MDB-Cheats
Contents
MDB-Cheats
A collection of commands for kernel dump analyzing. There is a lot more you could do with mdb, perhaps I will update that page soon.
# cd /var/crash/`uname -n` # mdb 0
or on a running Solaris
# mdb -k /dev/ksyms
> ::msgbuf -> look at the message buffer > $<msgbuf -> also seen, sometimes the syntax doesn’t work > ::cpuinfo –v -> what’s running? > ::ps -> processes > ::ptree -> processes in a tree
A process panicked the machine?
> panic_thread/K
panic_thread:
panic_thread: 2a10001bd40
> 2a10001bd40$<thread
[...]
0x2a10001be50: lwp procp audit_data
0 1438788 0
[...]
> 1438788$<proc2u
[...]
0x30003e15971: psargs /usr/ccs/bin/sparcv9/nm /dev/ksyms\0\0\0\0\0\0\0\0\0\0\0 \0\0\0\0\0\0\0\0\0\0\0\0\0\0\0\0\0\0\0\0\0\0\0\0\0\0\0\0\0\0\0\0 \0\0\0
[...]
Real memory consumption
> ::memstat Page Summary Pages MB %Tot ------------ ---------------- ---------------- ---- Kernel 1947820 7608 47% ZFS File Data 1448500 5658 35% Anon 131224 512 3% Exec and libs 29826 116 1% Page cache 237040 925 6% Free (cachelist) 8618 33 0% Free (freelist) 339957 1327 8% Total 4142985 16183 Physical 4054870 15839 >
Change values
# mdb -kw Loading modules: [ unix krtld genunix ip logindmux ptm nfs ipc lofs ] > maxusers/D maxusers: maxusers: 495 > maxusers/W 200 maxusers: 0x1ef = 0x200 > $q
Do not forget how to quit the mdb ;)
> ::quit
Debugging core file
# echo ::status | mdb core
Solaris 11.4 example
who paniced my box? which files where opened? In that example I hit a bug where solaris could not handle to many procfs interests on the same target - so monitoring killed the server...
vmcore.0> $c
vpanic(10817d08, 2a13c710340, 0, 18403ca7b0dc0, 18403ca7b0dc1, 0)
turnstile_will_prio+0x210(18403ca7b0dc0, 1, 0, 18403a2f056c0, 31, 208c9c00)
turnstile_block+0x168(184039bf68c50, 0, 18403f73272b0, 2012d188, 0, 0)
mutex_vector_enter+0x3f0(4, 18403a2f056c0, 18403a2f056c0, 2012d208, 18403f73272b0, 209092e8)
holdf+4(18403f73272b0, 0, 0, 10, 18403a46563c0, 1)
flist_fork+0x12c(18403d1112198, 184042321d408, 1, 7fffffff, 1ff, 184042321c560)
cfork+0xa50(0, 1, 18403f4b244c0, 3, 1, 184042321c560)
spawn+0x1b0(ffffffff4e6d50d0, 18403f4b244c8, ac, 18403f4b244c0, 1224, 0)
syscall_trap+0x238(ffffffff4e6d50d0, ffffffff7f501100, ac, ffffffff7f504000, 1224, 1018d54ac)
vmcore.0>
vmcore.0> ::msgbuf
[...]
panic[cpu111]/thread=18403ca7b0dc0:
Deadlock: cycle in blocking chain
000002a131201530 genunix:turnstile_will_prio+210 (18403ca7b0dc0, 1, 0, 18403a2f056c0, 31, 208c9c00)
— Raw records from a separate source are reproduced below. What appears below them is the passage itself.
PR #4660, opened 2026-08-24
chore(archive): add missing lint ignores and document archiving

thetaPC:
Issue URL: N/A

v7 was archived in #4647, but it was never added to `.prettierignore` or `cspell.json`, so Prettier and cspell still walk archived v7 content. The `static/usage/v6` and `v7` playground folders were never ignored either.

Separately, the framework landing redirects in `vercel.json` cover v6 and v7 but not v8. No version ships an index page for those routes, so `/docs/v8/angular`, `/docs/v8/react`, and `/docs/v8/vue` currently fail to redirect to their overview pages, and `/docs/v8/javascript` has no versioned redirect at all.

The archiving instructions in `CONTRIBUTING.md` only covered `versions.json` and `versionsArchived.json`, which is how the v7 lint ignores were missed in the first place.

## What is the new behavior?

Config catch up:

- `.prettierignore`: adds `versioned_docs/version-v7`, `static/usage/v6`, and `static/usage/v7`
- `cspell.json`: adds `versioned_docs/version-v7`
- `vercel.json`: adds v8 to the `angular`, `react`, and `vue` landing redirects, and adds a v8 scoped `javascript` redirect

The archiving steps in `CONTRIBUTING.md` now also cover `vercel.json`, `.prettierignore`, `cspell.json`, and `renovate.json`, so the next archive has a complete checklist.

- [ ] Yes
- [x] No

## Other information

**Why the `vercel.json` step is ordered first.** An archived version is served from a frozen Vercel deployment that ships its own copy of `vercel.json`. A version scoped redirect therefore has to exist *before* the archive build, or it never reaches the archive and those links 404 there permanently. This is not hypothetical: v6 and v7 both work today only because the redirect pattern predates their most recent promoted builds.

**The v8 redirects fix a live issue.** They are not only preparation for archiving v8. Those routes are broken on `main` right now, and archiving would have frozen the breakage in place.

### DIFF
--- a/CONTRIBUTING.md
+++ b/CONTRIBUTING.md
@@ -221,10 +221,25 @@ Archived versions are served from a frozen Vercel deployment instead of being re
 
 The archived URL has to point at a build that _included_ the version, so you build it first, then move it to `versionsArchived.json`:
 
-1. **Build the version.** Make sure it is in `versions.json`. If you are refreshing an already-archived version, move it out of `versionsArchived.json` and back into `versions.json`. Commit, push and let Vercel deploy.
-2. **Promote the deployment.** In the Vercel dashboard, open that deployment and **Promote to Production** so it does not get cleaned up. Wait for the build to finish before pushing again, or it may get canceled.
-3. **Copy its URL.** Use the deployment's unique `ionic-docs-<hash>-ionic1.vercel.app` URL, not the branch or production alias.
-4. **Archive it.** Remove the version from `versions.json`, then add it to `versionsArchived.json` with `/docs/<version>` appended and no trailing slash (a trailing slash causes a brief 404 flash):
+1. **Add the version to the `vercel.json` redirects.** The frozen deployment serves its own copy of [`vercel.json`](./vercel.json), so a version scoped redirect has to be in place _before_ the build in the next step, or it will be missing from the archive for good. Add the version to each `:version(...)` group that applies to it. The `angular`, `react`, `vue` and `javascript` landing pages all need this, since no version ships an index page for them:
+
+   ```json
+   {
+     "source": "/docs/:version(v6|v7|v8|v<version>)/angular",
+     "destination": "/docs/:version/angular/overview"
+   },
+   {
+     "source": "/docs/:version(v8|v<version>)/javascript",
+     "destination": "/docs/:version/javascript/overview"
+   }
+   ```
+
+   The `javascript` group only goes back to v8, since v6 and v7 have no `javascript/` section.
+
+2. **Build the version.** Make sure it is in `versions.json`. If you are refreshing an already-archived version, move it out of `versionsArchived.json` and back into `versions.json`. Commit, push and let Vercel deploy.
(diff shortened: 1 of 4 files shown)


CONTRIBUTING.md
brandyscarney: Can we add a note that this only includes older versions not the current version? Since v9 is the current version it should be excluded here.

CONTRIBUTING.md
```diff
@@ -221,18 +221,54 @@ Archived versions are served from a frozen Vercel deployment instead of being re
...
-2. **Promote the deployment.** In the Vercel dashboard, open that deployment and **Promote to Production** so it does not get cleaned up. Wait for the build to finish before pushing again, or it may get canceled.
-3. **Copy its URL.** Use the deployment's unique `ionic-docs-<hash>-ionic1.vercel.app` URL, not the branch or production alias.
-4. **Archive it.** Remove the version from `versions.json`, then add it to `versionsArchived.json` with `/docs/<version>` appended and no trailing slash (a trailing slash causes a brief 404 flash):
+1. **Add the version to the `vercel.json` redirects.** The frozen deployment serves its own copy of [`vercel.json`](./vercel.json), so a version scoped redirect has to be in place _before_ the build in the next step, or it will be missing from the archive for good. Add the version to each `:version(...)` group that applies to it. The `angular`, `react`, `vue` and `javascript` landing pages all need this, since no version ships an index page for them:
```
brandyscarney: These steps are a bit confused. The steps before this change are for archiving a version (`v7`) but in this example you are wanting to add `v8` to the list of redirects.

It might be helpful to add example versions to these steps so all the versions are added in the right places. For example, if we are adding a new current version (`v9`) we would need to add the previous current version (`v8`) to the redirects below, but the steps for building are related to the newly archived version (`v7`) that points to a Vercel link at the end of these steps.

brandyscarney (changes requested):
Requested some clarification related to what versions are being added where!

CONTRIBUTING.md
thetaPC: https://github.com/ionic-team/ionic-docs/pull/4660/changes/1c37b51d7c0897d827d26495d767c3d4b1c6877a

CONTRIBUTING.md
thetaPC: I reword it to be neutral, hoping that helps. Let me know! https://github.com/ionic-team/ionic-docs/pull/4660/changes/9c134376c423702c7ba2a12b1640e75ec2fcfb04

brandyscarney: Here is what I was thinking: https://gist.github.com/brandyscarney/e7172fa6a18d21c2249ac4210f9b1a32

thetaPC: https://github.com/ionic-team/ionic-docs/pull/4660/changes/7e34b4a482b8a45c923177a4b6c13b4fefdf7ba8

brandyscarney (approved):
Looks good, thank you for doing this!

PR #1287, opened 2025-09-10
Tune down NAT timeouts and correct some log messages

Vagabond:


LegendaryBlueShirt (approved):

LegendaryBlueShirt:
Anecdotally, it does connect much faster now.

PR #1289, opened 2025-09-11
Throw Range Bug

LegendaryBlueShirt:
Throw followups tend to have lower range than the triggering move, the smaller range is now checked.
Throw range is now measured from the thrower and not the throwee
Removed the code preventing throw start from KOing opponents in order to better follow the original game


src/game/objects/har.c
```diff
@@ -1318,7 +1327,7 @@ int har_collide_with_har(object *obj_a, object *obj_b, int loop) {
         }
     }
 
-    if(!is_in_range(obj_b, move)) { // Won't get hit by throws out of range
+    if(!is_in_range(obj_a, move)) { // Won't get hit by throws out of range
```
Vagabond: Why did this change to object a? the move is also sourced from object a?

src/game/objects/har.c
```diff
@@ -1437,12 +1446,6 @@ int har_collide_with_har(object *obj_a, object *obj_b, int loop) {
         disable_rehit(b, move);
 
         if(move->next_move) {
-            af_move *next_move = af_get_move(a->af_data, move->next_move);
```
Vagabond, line 1440: Why is this no longer necessary?

src/game/objects/har.c
LegendaryBlueShirt: I've changed the function signature now because we need both obj_a and obj_b to measure distance.  The function was previously fetching the other object which is redundant because we already had a handle for that data.

src/game/objects/har.c
LegendaryBlueShirt: Preventing the start of a throw from KOing the opponent is not accurate to the source game so I removed it.

Vagabond: a rectest for that might be wise?

PR #1298, opened 2025-09-14
run_pytest.sh: Drop OPENOMF_RESOURCE_PATH

mrannanj:
For testing what breaks without this.

### DIFF
--- a/.github/workflows/functional.yml
+++ b/.github/workflows/functional.yml
@@ -46,9 +46,6 @@ jobs:
     - name: Extract openomf assets
       run: unzip -j openomf-assets.zip -d build-test/resources
 
-    - name: Copy new assets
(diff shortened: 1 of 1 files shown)


src/resources/resource_paths.c
```diff
@@ -136,6 +136,13 @@ static bool find_resource_path(path *dst) {
         }
         str_free(&tmp);
     }
+    str_from_c(&tmp, ".");
+    // Check cwd.
+    if(scan_potential_resource_dirs(dst, &tmp, "openomf/resources/openomf.bk", "openomf/")) {
+        log_debug("Resources found in system path: %s", path_c(dst));
+        goto ok;
+    }
+    str_free(&tmp);
```
katajakasa: I don't think this belongs to the game binary -- it is only used by tests, afaiks there is no other purpose for this. I think the envvar is the way to go here.

PR #1302, opened 2025-09-17
More path fixes and improvements

katajakasa:
Minor cleanups and windows bug fix


LegendaryBlueShirt:
On line 97

`if(!path_resolve(base)) {`

The value of `base` is clobbered on Windows 10

PR #1307, opened 2025-09-20
Prefer crash() instead of abort()

katajakasa:
This might be nicer to use instead of abort() in some cases.

### DIFF
--- a/src/controller/rec_controller.c
+++ b/src/controller/rec_controller.c
@@ -5,6 +5,7 @@
 #include "game/game_state_type.h"
 #include "game/protos/scene.h"
 #include "utils/allocator.h"
+#include "utils/crash.h"
 #include "utils/log.h"
 #include <inttypes.h>
 
@@ -87,7 +88,7 @@ int rec_controller_poll(controller *ctrl, ctrl_event **ev) {
                 if(parse_assertion(buf, &ass)) {
                     log_assertion(&ass);
                     if(!game_state_check_assertion_is_met(&ass, ctrl->gs)) {
-                        abort();
+                        crash("REC file assert failed!");
                     }
                 }
             } else if(move->lookup_id == 96) {
--- a/src/formats/error.c
+++ b/src/formats/error.c
@@ -1,5 +1,6 @@
 #include "formats/error.h"
-#include <stdlib.h>
+
+#include <assert.h>
 
 const char *sd_get_error(enum SD_ERRORCODE error_code) {
     switch(error_code) {
@@ -30,5 +31,6 @@ const char *sd_get_error(enum SD_ERRORCODE error_code) {
         case SD_FAILURE:
             return "General failure";
     }
-    abort();
+    assert(false && "Unknown error type");
+    return "Unknown error type";
 }
--- a/src/game/game_state.c
+++ b/src/game/game_state.c
@@ -30,6 +30,7 @@
 #include "utils/allocator.h"
 #include "utils/c_array_util.h"
 #include "utils/c_string_util.h"
+#include "utils/crash.h"
 #include "utils/log.h"
 #include "utils/miscmath.h"
 #include "video/vga_state.h"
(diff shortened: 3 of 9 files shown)


src/utils/crash.h
```diff
@@ -1,7 +1,11 @@
 #ifndef CRASH_H
 #define CRASH_H
 
-void _crash(const char *message, const char *function, const char *file, int line);
+#if defined(_WIN32) || defined(WIN32)
+__declspec(noreturn) void _crash(const char *message, const char *function, const char *file, int line);
+#else
+void _crash(const char *message, const char *function, const char *file, int line) __attribute__((__noreturn__)) __COLD;
+#endif
```
Nopey: C11 has standardized noreturn, please use it instead of these pre-standardization decls.

https://en.cppreference.com/w/c/language/noreturn.html

then use an IF-GCC or similar, as __COLD has nothing to do with MSVC nor standard C.

EDIT: this will fix the MacOS CI, too-- where __COLD is currently causing trouble.

src/utils/allocator_default.h
```diff
@@ -24,7 +26,7 @@ static inline void *omf_calloc_real(size_t nmemb, size_t size, const char *file,
     if(ret != NULL)
         return ret;
     fprintf(stderr, _text_calloc_error, nmemb, size, file, line);
-    abort();
+    crash("Allocation failure");
```
Nopey: the fprintfs are already reporting the allocation failure, and **caller** file/line.
Perhaps these allocation failures could call _crash directly, and pass file and line from the caller?

might be tidy if they could pass the format string & format args to some _crash_vargs or whatever but that might be too much.

src/controller/rec_controller.c
```diff
@@ -87,7 +88,7 @@ int rec_controller_poll(controller *ctrl, ctrl_event **ev) {
                 if(parse_assertion(buf, &ass)) {
                     log_assertion(&ass);
                     if(!game_state_check_assertion_is_met(&ass, ctrl->gs)) {
-                        abort();
+                        crash("Game state check failed!");
```
Nopey: These are "REC TEST assertions", and should probably mention that instead of "game state check".

the function name isn't terribly fortunate, but it's that way for the namespacing.

src/game/game_state.c
```diff
@@ -118,39 +119,40 @@ void game_state_set_pilot_name(game_state *gs, int pilot_id, const char *pilot_n
...
+            object *obj_opp = game_state_find_object(
+                gs, game_player_get_har_obj_id(game_state_get_player(gs, abs(op->value.attr.har_id - 1))));
+            return fabsf(obj->pos.x - obj_opp->pos.x);
+            case ATTR_DIRECTION:
+                return object_get_direction(obj);
         }
+        default:
+            break;
     }
+    crash("Unknown attribute");
```
Nopey: "Unknown ATTR in REC TEST assertion", perhaps-- keeping in line with them being referred to as "ATTR"s in the help string for the ASSERT console command (i don't remember how the rec cli presents them).

src/formats/error.c
```diff
@@ -30,5 +31,5 @@ const char *sd_get_error(enum SD_ERRORCODE error_code) {
         case SD_FAILURE:
             return "General failure";
     }
-    abort();
+    crash("Unknown error type");
```
Nopey: I think this function should not crash, and should instead `assert(0)` (because there's been a programmer bug) before returning "Unknown error type" as the human-readable error name.

Nopey (changes requested):

src/utils/crash.h
katajakasa: So C11 has _NoReturn, which is superceded by noreturn attr in C23. Now I'm wondering if we should just switch to C23 directly.

src/utils/allocator_default.h
katajakasa: I was also thinking that it might make sense to pass varargs. I'll probably test it later.

src/formats/error.c
katajakasa: Yeah. I didn't have time to consider this yet, I just did a search and replace -- I was thinking that we don't really need the error types; it might be easier to just crash() in the parsers on error, and return bool false on general failure from the functions (just like the rest of openomf).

%l0-3: 0000000000000000 00000000208c9e48 0000000000000000 0000000000000000
%l4-7: 0000000000000000 0000000000000000 0000000000000000 00018403ca7b0dc0
000002a1312015e0 genunix:turnstile_block+168 (184039bf68c50, 0, 18403f73272b0, 2012d188, 0, 0)
%l0-3: 0000000000069286 0000000000000001 0000000000000001 00018403d11112f0
%l4-7: 00018403d643f160 00018403ca7b0dc0 000184039bf68c80 0000000000000001
000002a131201690 unix:mutex_vector_enter+3f0 (4, 18403a2f056c0, 18403a2f056c0, 2012d208, 18403f73272b0, 209092e8)
%l0-3: 00022ecb6ef08e34 0000000000000000 0000000000000000 000000002012d1f0
%l4-7: 00018403a2f056c0 0000000000000001 0000000000000000 0000000000000000
000002a131201740 genunix:holdf+4 (18403f73272b0, 0, 0, 10, 18403a46563c0, 1)
%l0-3: 000184038cc06500 ffffffffffffffff 0000000000000000 00000300000dc000
%l4-7: 00018404dfcdb148 0001840391137388 00018403faaf2150 0000000000000001
000002a1312017f0 genunix:flist_fork+12c (18403d1112198, 184042321d408, 1, 7fffffff, 1ff, 184042321c560)
%l0-3: 0000000000000001 0000000000000001 0000000000000000 0000000000000100
%l4-7: 00018403c5658000 00018403f73272b0 00018403a465a000 00000000000001ff
000002a1312018a0 genunix:cfork+a50 (0, 1, 18403f4b244c0, 3, 1, 184042321c560)
%l0-3: 00018403d11112f0 0000000000000000 00018404867ef2b0 000002a131201978
%l4-7: 000184038cc06500 00018403ca7b0dc0 00000000209ce978 00000000209ce930
000002a1312019c0 genunix:spawn+1b0 (ffffffff4e6d50d0, 18403f4b244c8, ac, 18403f4b244c0, 1224, 0)
%l0-3: 0000000000000002 000000007fffffff 0000000097c818a3 0000000097c818a2
%l4-7: 0000000097c96f17 0000000000000000 0001840455e61800 000184046431a000
syncing file systems...
done
vmcore.0> panic_thread/K
panic_thread:
panic_thread: 18403ca7b0dc0
vmcore.0> 18403ca7b0dc0$<thread ! grep procp
t_procp = 0x18403d11112f0
vmcore.0> 0x18403d11112f0$<proc2u ! grep psargs
p_user.u_psargs = [ "/opt/IBM/ITM/sol296/ux/bin/kuxagent" ]
vmcore.0> 0x18403d11112f0::pfiles
FD TYPE VNODE INFO
0 CHR 00018403530daa00 /zoneHome/z03a/root/dev/null
1 REG 00018403b90a2480 /zoneHome/z03a/root/opt/IBM/ITM/logs/z03a_ux_1571165952.log
2 REG 00018403b90a2480 /zoneHome/z03a/root/opt/IBM/ITM/logs/z03a_ux_1571165952.log
4 DOOR 00018403c0d9ab00 /zoneHome/z03a/root/system/volatile/name_service_door [door to 'nscd' (proc=18403c6119210)]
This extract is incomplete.